Grijalva Responds to Executive Action on Immigration Reform

Posted By on Mon, Jun 30, 2014 at 6:30 PM

When word went out that President Obama would announce at a press conference today that—tired of the Republicans lack of backbone to address immigration reform—he was finally going to act using executive action—something immigration reform activists and DREAMERS had been begging, organizing and fasting for.

Today's press conference happened and it felt like maybe the Obama administration had been taken over by Arizona Democrats who use terms like border security like the best of Gov. Brewer's advisers. Yeah, mentioning the large number of Central American children crossing and now warehoused and then an increase in border enforcement, what are folks left to think except maybe we have a president who doesn't understand the difference between a humanitarian crisis and immigration reform. And continuing the trajectory of increasing the number of Border agents—it's, well, kind of depressing.

Congressman Raúl Grijalva issued a statement in response to Obama's "executive action," and it seems he's thinking the same thing, but being diplomatic enough with a dash of hopeful—let's wait and see:

Today, President Barack Obama announced that he will take administrative actions to address our nation’s broken immigration system in the face of continued Republican opposition in the House of Representatives. Congressman Raúl Grijalva (D-AZ) released the following statement:

“After 18 months of political stonewalling and 12 months of ignoring the bipartisan Senate immigration reform bill, I am glad to see the president is prepared to act where Congressional Republicans refuse,” said Rep. Grijalva. “There are many options available to the president, from extending deferred action to all deserving family members to allowing for prosecutorial discretion on deportations.”

President Obama has directed the Secretary of Homeland Security and Attorney General to move available and appropriate enforcement resources to the border. He also directed his team to identify additional actions and send him recommendations by the end of the summer.

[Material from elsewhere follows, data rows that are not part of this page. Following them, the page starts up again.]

PR #138, opened 2024-11-20
[SRBT-330] Adjusted wallet container width + added wallet truncation

audreyostrom:
# [SRBT-330] Adjusted wallet container width + added wallet truncation

**Changes**

- Wallet container width has been adjusted to be a maximum of 1080px as per the Figma.
- Wallet Address are now truncated to only show the first three digits and last four digits.

# Screenshots

*Using mock data*
Screenshot 2024-11-20 at 9 09 34 AM

### DIFF
--- a/src/app/wallet/funds-flow.tsx
+++ b/src/app/wallet/funds-flow.tsx
@@ -22,6 +22,7 @@ const BalanceItem: React.FC<BalanceItemProps> = ({
   account,
   balance,
 }) => {
+  const truncatedAccount = `${account.slice(0, 5)}...${account.slice(-5)}`;
   return (
     <div className='flex items-center justify-between'>
       <div className='flex items-center gap-3'>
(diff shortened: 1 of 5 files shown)


src/app/wallet/funds-flow.tsx
```diff
@@ -22,14 +22,15 @@ const BalanceItem: React.FC<BalanceItemProps> = ({
   account,
   balance,
 }) => {
+  const truncatedAccount = `${account.slice(0, 5)}...${account.slice(-5)}`;
```
Cutaiar, line 25: Let's use the same function you define in `transactions-table.tsx`. Perhaps you could move it out to a shared place so that the whole wallet page can use it. This way, there is one source of truth for how wallet addresses are displayed.

Cutaiar (approved):
Nice work!

src/app/wallet/funds-flow.tsx
audreyostrom: sounds good, it's moved to a new file in the wallet folder called `utils.tsx`.

PR #58, opened 2024-08-27
New PR for user not found

ChristopherPark3:
# Description & Technical Solution
- Adds functionality to the `claim my sorbet` button
- Adds a blurred logos to background to use white space
- Also adds `MagicUI` shiny button component

# Video

https://github.com/user-attachments/assets/d79da3a4-0297-4492-8460-1fe786838a58

PR #140, opened 2024-11-21
Invoice Polish

Cutaiar:
**Changes**

- Fix top padding on invoices page
- Allow reopening invoices
- Match invoice table empty state to design
- Autofill invoice numbers
- Prevent users from using the same invoice number twice
- Render overdue badges based on date

Related: https://github.com/MySorbet/sorbet-api/pull/58

# Screenshots


ChristopherPark3 (approved):
Awesome excited to see this in prod!

PR #143, opened 2024-11-28
PostHog analytics

ChristopherPark3:
# PostHog analytics

**Changes**

- Captures widget clicks and sends relevant data to PostHog


Cutaiar:
Making a note here to make sure that clicks from someone in edit mode aren't counted.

“While the president’s announcement today is a welcome first step, the success of this effort will depend largely on what comes next,” Grijalva continued. “Sending more enforcement to our borders will do nothing for the men, women and children who are caught up in our broken system. Nor will it provide a humanitarian solution to the crisis of child refugees arriving from Central America. I look forward to the president’s next steps, and urge him to focus his efforts on protecting vulnerable families going forward.”

Also in response,'s Executive Director Arturo Carmona:

“Latinos want more than words from President Obama on immigration reform, we need action to stop deportations and an end to the President’s attacks on our families and communities.

Latinos have long borne the brunt of President Obama’s immigration policies— from record deportations to the use of police to harass people of color in the name of immigration enforcement to inhumane raids and record detentions.
Just yesterday, the President asked Congress for $2 billion dollars to respond to a humanitarian crisis of scared Latino children with a militarized border patrol and ramped up deportations. We need a humanitarian response that treats Latino children and families with dignity and respect.

Latinos deserve better from the President, and we hope he uses this opportunity to halt deportations once and for all until our immigration system is fixed.”